Like many fans, she spent much of the game banging on the glass, trying to get his attention. Unlike many fans, she had a reason to do so that went beyond the action on the ice.

"She put her phone up to the glass and on the phone it said, 'The mole on the back of your neck is cancer,'" Hamilton told reporters on a Zoom call Saturday.

He wasn't sure how to react.

"It threw me off, so I kind of just shrugged and kept going," Hamilton said. "I felt like I really didn't give her the time of day."

But her message stuck with him. The following morning, back in Vancouver after an extended road trip, Hamilton asked his wife if he had a mole on his neck. Later, he asked the team doctor.

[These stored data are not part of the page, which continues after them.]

PR #244419, opened 2026-01-19
Allow image generation using AI from media dialog

abdelrahmankhaledg:
[IMP] *: allow AI image generation on media dialog

*: html_editor, html_builder, mail, product, web_splash, website,
website_sale

- Extract the MediaDialog save logic into media_dialog_utils so that it can be reused from 'ai_chat' channels to save generated images.

- Extract the X2ManyImageField and X2ManyMediaViewer save logic into image_library to be reused from 'ai_chat' channels to save generated images.

- Create a new ImageFieldWithMediaDialog to be used with Many2One fields and use it with product.template model. When editing the image of a product, the media manager will appear instead of the file browser. This will give users the ability to select from images already stored in the media manager, upload images, use URLs to retrieve images or generate images using AI.

- Some plugin actions open the media dialog in the load function and sets the save function of the media dialog to a dummy save function that only assigns the selected images from the media dialog to a variable and the actual save logic is done in the apply method (which takes the assigned variable of the load function as an input). Given that the save logic is passed from the media dialog to the 'ai_chat' channel (which is a dummy function in this case), it is not possible to save AI generated images. So, these actions are refactored such that the load method is removed and the media dialog is opened in the apply method with the full save logic.

SEE https://github.com/odoo/enterprise/pull/104712
task-5153846

### DIFF
--- a/addons/html_editor/models/ir_attachment.py
+++ b/addons/html_editor/models/ir_attachment.py
@@ -82,7 +82,15 @@ class IrAttachment(models.Model):
     def _get_media_info(self):
         """Return a dict with the values that we need on the media dialog."""
         self.ensure_one()
-        return self._read_format(['id', 'name', 'description', 'mimetype', 'checksum', 'url', 'type', 'res_id', 'res_model', 'public', 'access_token', 'image_src', 'image_width', 'image_height', 'original_id'])[0]
+        return self._read_format(self._editor_media_fields())[0]
+
+    @api.model
+    def _editor_media_fields(self):
+        return [
+            'original_id', 'id', 'name', 'description', 'mimetype',
+            'checksum', 'url', 'type', 'res_id', 'res_model',
+            'public', 'access_token', 'image_src', 'image_width', 'image_height',
+        ]
 
     def _can_bypass_rights_on_media_dialog(self, **attachment_data):
         """ This method is meant to be overridden, for instance to allow to
--- a/addons/html_editor/static/src/core/dialog_plugin.js
+++ b/addons/html_editor/static/src/core/dialog_plugin.js
@@ -19,14 +19,14 @@ export class DialogPlugin extends Plugin {
      * @param {Component} DialogClass
      * @param {Object} props
      * @param {DialogServiceInterfaceAddOptions} options
-     * @returns {Promise<void>}
+     * @returns {Promise<any>}
      */
     addDialog(DialogClass, props, options = {}) {
         return new Promise((resolve) => {
             this.services.dialog.add(DialogClass, props, {
-                onClose: () => {
+                onClose: (closeParams) => {
                     this.dependencies.selection.focusEditable();
-                    resolve();
+                    resolve(closeParams);
                 },
                 ...options,
             });
--- a/addons/html_editor/static/src/fields/image_field_with_media_dialog/image_field_with_media_dialog.js
+++ b/addons/html_editor/static/src/fields/image_field_with_media_dialog/image_field_with_media_dialog.js
@@ -1,0 +1,50 @@
+import { registry } from "@web/core/registry";
+import { useService } from "@web/core/utils/hooks";
+import { ImageField, imageField } from "@web/views/fields/image/image_field";
+import { saveSingleAttachment } from "@web/core/utils/image_library";
+import { CustomMediaDialog } from "@html_editor/fields/x2many_field/custom_media_dialog";
+
+export class ImageFieldWithMediaDialog extends ImageField {
+    static template = "html_editor.ImageFieldWithMediaDialog";
+
+    setup() {
+        super.setup();
+        this.orm = useService("orm");
+        this.dialog = useService("dialog");
+    }
+
+    onFileEdit(ev) {
+        this.dialog.add(CustomMediaDialog, this.mediaDialogProps);
+    }
+
+    get mediaDialogProps() {
+        return {
+            visibleTabs: ["IMAGES"],
+            activeTab: "IMAGES",
+            save: (el) => {}, // Simple rebound to fake its execution
+            imageSave: this.onImageSave.bind(this),
+            imageUrl: this.imageUrl,
+        };
+    }
+
+    get imageUrl() {
+        const fieldName = this.fieldType === "many2one" ? this.props.previewImage : this.props.name;
+        return this.getUrl(fieldName);
+    }
+
+    async onImageSave(attachments) {
+        await saveSingleAttachment(this.env, {
+            attachment: attachments[0],
+            targetRecord: this.props.record,
+            targetFieldName: this.props.name,
+            changeRecordName: false,
+        });
+    }
+}
+
+export const imageFieldWithMediaDialog = {
+    ...imageField,
+    component: ImageFieldWithMediaDialog,
+};
+
+registry.category("fields").add("image_with_media_dialog", imageFieldWithMediaDialog);
--- a/addons/html_editor/static/src/fields/x2many_field/custom_media_dialog.js
+++ b/addons/html_editor/static/src/fields/x2many_field/custom_media_dialog.js
@@ -15,22 +15,26 @@ export class CustomMediaDialog extends MediaDialog {
             return;
         }
         if (this.state.activeTab == "IMAGES") {
-            const attachments = this.selectedMedia[this.state.activeTab];
-            const preloadedAttachments = attachments.filter((attachment) => attachment.res_model);
-            this.selectedMedia[this.state.activeTab] = attachments.filter(
-                (attachment) => !preloadedAttachments.includes(attachment)
-            );
-            if (this.selectedMedia[this.state.activeTab].length > 0) {
-                await super.save();
-                const newAttachments = this.selectedMedia[this.state.activeTab];
-                this.props.imageSave(newAttachments);
-            }
-            if (preloadedAttachments.length) {
-                this.props.imageSave(preloadedAttachments);
-            }
+            await this.imageSave({
+                attachments: this.selectedMedia[this.state.activeTab],
+                superSaveFunction: () => super.save(),
+                propsSaveFunction: (attachments) => this.props.imageSave(attachments),
+            });
         } else {
             this.props.videoSave(this.selectedMedia[this.state.activeTab]);
         }
         this.props.close();
+    }
+
+    async imageSave({ attachments, superSaveFunction, propsSaveFunction }) {
+        const preloadedAttachments = attachments.filter((attachment) => attachment.res_model);
+        const nonPreloadedAttachments = attachments.filter((attachment) => !attachment.res_model);
+        if (nonPreloadedAttachments.length > 0) {
+            await superSaveFunction();
+            await propsSaveFunction(nonPreloadedAttachments);
+        }
+        if (preloadedAttachments.length) {
+            await propsSaveFunction(preloadedAttachments);
+        }
     }
 }
--- a/addons/html_editor/static/src/fields/x2many_field/x2many_image_field.js
+++ b/addons/html_editor/static/src/fields/x2many_field/x2many_image_field.js
@@ -3,6 +3,7 @@ import { useService } from "@web/core/utils/hooks";
 import { ImageField, imageField } from "@web/views/fields/image/image_field";
 import { CustomMediaDialog } from "./custom_media_dialog";
 import { getVideoUrl } from "@html_editor/utils/url";
+import { saveSingleAttachment } from "@web/core/utils/image_library";
 
 export class X2ManyImageField extends ImageField {
     static template = "html_editor.ImageField";
@@ -17,42 +18,31 @@ export class X2ManyImageField extends ImageField {
      * standard behavior of opening file input box in order to update a record.
      */
     onFileEdit(ev) {
+        this.dialog.add(CustomMediaDialog, this.mediaDialogProps);
+    }
+
+    get mediaDialogProps() {
         const isVideo = this.props.record.data.video_url;
         let mediaEl;
         if (isVideo) {
             mediaEl = document.createElement("img");
             mediaEl.dataset.src = this.props.record.data.video_url;
         }
-        this.dialog.add(CustomMediaDialog, {
+        return {
             visibleTabs: ["IMAGES", "VIDEOS"],
             media: mediaEl,
             activeTab: isVideo ? "VIDEOS" : "IMAGES",
             save: (el) => {}, // Simple rebound to fake its execution
             imageSave: this.onImageSave.bind(this),
             videoSave: this.onVideoSave.bind(this),
-        });
+        };
     }
-
-    async onImageSave(attachment) {
-        const attachmentRecord = await this.orm.searchRead(
-            "ir.attachment",
-            [["id", "=", attachment[0].id]],
-            ["id", "raw", "name"],
-            {}
-        );
-        if (!attachmentRecord[0].raw) {
-            // URL type attachments are mostly demo records which don't have any ir.attachment raw
-            // TODO: make it work with URL type attachments
-            return this.notification.add(
-                `Cannot add URL type attachment "${attachmentRecord[0].name}". Please try to reupload this image.`,
-                {
-                    type: "warning",
-                }
-            );
-        }
-        await this.props.record.update({
-            [this.props.name]: attachmentRecord[0].raw,
-            name: attachmentRecord[0].name,
+    async onImageSave(attachments) {
+        await saveSingleAttachment(this.env, {
+            attachment: attachments[0],
+            targetRecord: this.props.record,
+            targetFieldName: this.props.name,
+            changeRecordName: true,
         });
     }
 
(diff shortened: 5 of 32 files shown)


addons/product/views/product_views.xml
```diff
@@ -31,7 +31,7 @@
         <field name="model">product.template</field>
         <field name="mode">primary</field>
         <field name="arch" type="xml">
-            <form string="Product">
+            <form string="Producton">
```
Feyensv: 🤔

addons/html_editor/models/ir_attachment.py
```diff
@@ -77,7 +77,34 @@ def _compute_image_size(self):
     def _get_media_info(self):
         """Return a dict with the values that we need on the media dialog."""
         self.ensure_one()
-        return self._read_format(['id', 'name', 'description', 'mimetype', 'checksum', 'url', 'type', 'res_id', 'res_model', 'public', 'access_token', 'image_src', 'image_width', 'image_height', 'original_id'])[0]
+        return self._read_format(self._editor_media_fields())[0]
+
+    @api.model
+    def _editor_media_fields(self, split_relational=False):
```
dmo-odoo: This metho is lacking a verb. Shouldn't it be something like `_get_editor_media_fields`?

FrancoisGe: Who is using `split_relational=True` ?

addons/html_editor/static/src/fields/image_field_with_media_dialog/image_field_with_media_dialog.js
```diff
@@ -0,0 +1,50 @@
...
+        })
+    }
+}
+
+export const imageFieldWithMediaDialog = {
+    ...imageField,
+    component: ImageFieldWithMediaDialog,
+};
+
+registry.category("fields").add("image_with_media_dialog", imageFieldWithMediaDialog);
```
FrancoisGe, line 50: In what situation would you want an image field without the editing feature with AI ?

addons/html_editor/static/src/fields/x2many_field/custom_media_dialog.js
```diff
@@ -15,19 +16,11 @@ export class CustomMediaDialog extends MediaDialog {
...
-                this.props.imageSave(newAttachments);
-            }
-            if (preloadedAttachments.length) {
-                this.props.imageSave(preloadedAttachments);
-            }
+            await customMediaDialogImageSave({
+                attachments: this.selectedMedia[this.state.activeTab],
+                superSaveFunction: () => super.save(),
+                propsSaveFunction: (attachments) => this.props.imageSave(attachments),
+            });
```
FrancoisGe: Why do you need to extract this function like an utils ? (You use it only one time)

addons/html_editor/static/src/fields/x2many_field/x2many_media_viewer.js
```diff
@@ -42,115 +47,12 @@ export class X2ManyMediaViewer extends X2ManyField {
...
-                }
-                record.update(updateData);
-            });
-        }
+        await saveMultipleAttachments(this.env, {
+            attachments,
+            targetRecord: this.props.record,
+            targetFieldName: this.props.name,
+            convertToWebp: this.props.convertToWebp,
+        });
```
FrancoisGe, line 55: Same question, why do you need to move it in an utils ?

addons/html_editor/static/src/main/media/media_dialog/media_dialog.js
```diff
@@ -318,12 +201,17 @@ export class MediaDialog extends Component {
...
+                orm: this.orm,
+                activeTab: this.state.activeTab,
+                availableTabs: this.tabs,
+                oldMediaNode: this.props.media,
+                selectedMedia: selectedMedia,
+                extraClassesToAdd: this.extraClassesToAdd(),
+                extraClassesToRemove: this.initialIconClasses,
+                multiImages: this.props.multiImages,
+                saveFunction: this.props.save,
+            });
```
FrancoisGe, line 217: same question

addons/html_editor/models/ir_attachment.py
abdelrahmankhaledg: It is used in `_store_attachment_fields` in `ir.attachment` in the `AI` module. It returns the fields that should be synced with the frontend. `split_relational` is needed because relational fields are wrapped inside`Store.FieldList.one` whereas non relational ones use `Store.FieldList.attr`.

addons/html_editor/static/src/fields/image_field_with_media_dialog/image_field_with_media_dialog.js
abdelrahmankhaledg: I can discuss this with the PO. For now, our main use case is Products. Maybe you don't want to use AI with employee's pictures for example?

addons/html_editor/static/src/fields/x2many_field/custom_media_dialog.js
abdelrahmankhaledg: It is used again in `custom_media_dialog_patch.js` in the `AI` module to give the `ai_chat` channel the ability to execute the same save logic of the CustomMediaDialog when clicking on the `Use This` button which appears under AI generated images inside the chat channel.

addons/html_editor/static/src/fields/x2many_field/x2many_media_viewer.js
abdelrahmankhaledg: It is used a second time in `product_ai_action.js` in `ai_website_sale` module to allow the `Extra Photo` action when opening an `ai_chat` channel to change the image of a product from the `Sales` app.

addons/html_editor/static/src/main/media/media_dialog/media_dialog.js
abdelrahmankhaledg: It is similar to the case of `CustomMediaDialog`. It is used in the `media_dialog_patch.js` in the `AI` module to allow the `ai_chat` channel to execute the save logic of the MediaDialog when clicking on the `Use This` button.

addons/html_editor/models/ir_attachment.py
seb-odoo: It might be easier to simply make 2 separate lists.

If these are used for different purposes, there's probably not much point to have a common list anyway.

seb-odoo: Also note: relational fields for which you don't need any field (`[]` as 2nd param) can simply be returned as `attr` too, so you might not even need to split them at all.

addons/mail/tests/discuss/test_message_controller.py
```diff
@@ -163,44 +147,44 @@ def test_channel_message_attachments(self):
...
 
+    def _get_attachment_store_data(self, attachment):
+        store_data = {
+            "checksum": False,
+            "create_date": fields.Datetime.to_string(attachment.create_date),
+            "file_size": 0,
+            "has_thumbnail": False,
+            "id": attachment.id,
+            "mimetype": "application/octet-stream",
+            "name": attachment.name,
```
seb-odoo: Not hard-coding the values reduce the coverage of the test in case the name becomes a dummy value, so we might not want to do that change.

I'd prefer if you followed the same pattern as we do in the other tests, which is to list all the values initially and filter those that won't be applicable. See `_filter_threads_fields` and other similar methods around that one.

addons/html_editor/static/src/fields/x2many_field/custom_media_dialog.js
FrancoisGe: Why do you need to extract it in an utils ?
It s not easier to have the function in `CustomMediaDialog` ? 
The actual code looks strange for me ^^

abdelrahmankhaledg: Yes you are correct but I have one concern. Currently when the AI chat is opened, the media dialog is closed. So, any usage of `this` (which refers to the instance of the media dialog that is closed) inside the function may / may not be suitable for the AI. Extracting the function as a util and passing everything as a parameter will force developers to do the same when introducing new logic. What do you think?

addons/website_sale/static/src/website_builder/product_page_option_plugin.js
```diff
@@ -317,15 +317,19 @@ export class ProductReplaceMainImageAction extends BaseProductPageAction {
         this.reload = false;
         this.canTimeout = false;
     }
-    apply({ editingElement: productDetailMainEl }) {
+    apply({ editingElement }) {
+        this.dependencies.media.openMediaDialog(this.getMediaDialogProps({ editingElement }));
```
caburj:
```suggestion
        return this.dependencies.media.openMediaDialog(this.getMediaDialogProps({ editingElement }));
```

or maybe declare "apply" as async and await the openMediaDialog call.

addons/mail/tests/discuss/test_message_controller.py
```diff
@@ -97,26 +97,32 @@ def test_channel_message_attachments(self):
...
+                'url': False,
+                "access_token": False,
+                "description": False,
+                "image_src": False,
+                "image_height": 0,
+                "image_width": 0,
+                "original_id": False,
+                "public": False,
+                "res_id": self.attachments[0].res_id,
+            }),
```
seb-odoo: Please no extra diff, keep the syntax as it is, just wrap the `_filter_attachments_fields` around it.

addons/mail/tests/discuss/test_message_controller.py
```diff
@@ -163,44 +169,58 @@ def test_channel_message_attachments(self):
...
+                "file_size": 0,
+                "has_thumbnail": False,
+                "id": self.attachments[0].id,
+                "mimetype": "application/octet-stream",
+                "name": "File 1",
+                "ownership_token": self.attachments[0]._get_ownership_token(),
+                "raw_access_token": self.attachments[0]._get_raw_access_token(),
+                "res_name": "Test channel",
+                "res_model": self.attachments[0].res_model,
+                "thread": {"id": self.channel.id, "model": "discuss.channel"},
```
seb-odoo: same remark everywhere

odoo/addons/base/tests/common.py
```diff
@@ -204,6 +204,22 @@ def setUpClass(cls):
                 'group_ids': [Command.set([cls.env.ref('base.group_user').id, cls.env.ref('base.group_partner_manager').id])],
             })
 
+    def _filter_attachments_fields(self, /, *attachments_data):
```
seb-odoo: This should normally be in `MailCommon` with other similar functions.

We're not making use of this code in `base`, and picking `HttpCaseWithUserDemo` of all the possible test classes is oddly specific.

addons/html_editor/models/ir_attachment.py
```diff
@@ -82,7 +82,15 @@ def _compute_image_size(self):
     def _get_media_info(self):
         """Return a dict with the values that we need on the media dialog."""
         self.ensure_one()
-        return self._read_format(['id', 'name', 'description', 'mimetype', 'checksum', 'url', 'type', 'res_id', 'res_model', 'public', 'access_token', 'image_src', 'image_width', 'image_height', 'original_id'])[0]
+        return self._read_format(self._editor_media_fields())[0]
+
+    @api.model
+    def _editor_media_fields(self):
```
dmo-odoo, line 88: Weird name. No verb (get?) and prefixed by `editor` for some reason. It used to be in `_get_media_info` so why not `_get_media_fields`?

addons/html_editor/static/src/core/dialog_plugin.js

Within a week, the mole had been removed and sent for a biopsy. It turned out that Popovici was right. The mole was a malignant melanoma, and because it had been caught early, Hamilton was cancer-free.

"She extended my life," he said.

For her part, Popovici was unaware that any of this had happened until Saturday, when the Vancouver Canucks posted a letter from Hamilton on the team's social media accounts.

The letter was Hamilton's attempt to find "a very special person" who changed his life.

It took about two hours for Canucks fans, Kraken fans and people in the broader hockey community to track down Popovici. It might have taken even less time if she hadn't been asleep for most of the morning.

"I work at a crisis line and I was working over New Year's Eve," Popovici told CTV News Vancouver. "So I got home super late. And so I was sleeping through all of this."

She woke up to a call from her mother, who told her to check the Kraken's Twitter account. That's where she saw Hamilton's letter.

"I could not believe that they were looking for me and that he listened to my little note on my phone and he got it checked out and everything worked out," Popovici said. "It's such an incredible story."

She said she was especially happy to learn Hamilton's side of the story, because she had been wrestling with the meaning of his reaction.

"I kind of regretted it after I put my phone up to the Plexiglas," Popovici said. "I thought, maybe, you know, it was just an inappropriate thing for me to do. I tried to do it in, like, the most sensitive way. I made sure that there were no other people really looking or around."

"Me and my mom talked about it after the game and for several weeks after, and we thought, you know, there was a chance that he already knew about it and he just didn't want to be reminded."

She said she realizes she probably looked like a heckler, all decked out in Kraken gear, so in hindsight it's not surprising that he didn't know how to react.

"I understand why he reacted that way," she said. "He has nothing to be sorry about."

Speaking to reporters on Saturday, Hamilton said he's "thrilled" that Popovici has been identified.

"I really wanted her to know that her persistence and everything she did was taken seriously," he said. "I'm excited that she knows, because she needs to know."

The pair got a chance to share another moment together Saturday night. Ahead of their game against the Kraken in Seattle, the Canucks shared a photo of Hamilton and Popovici's pregame meeting.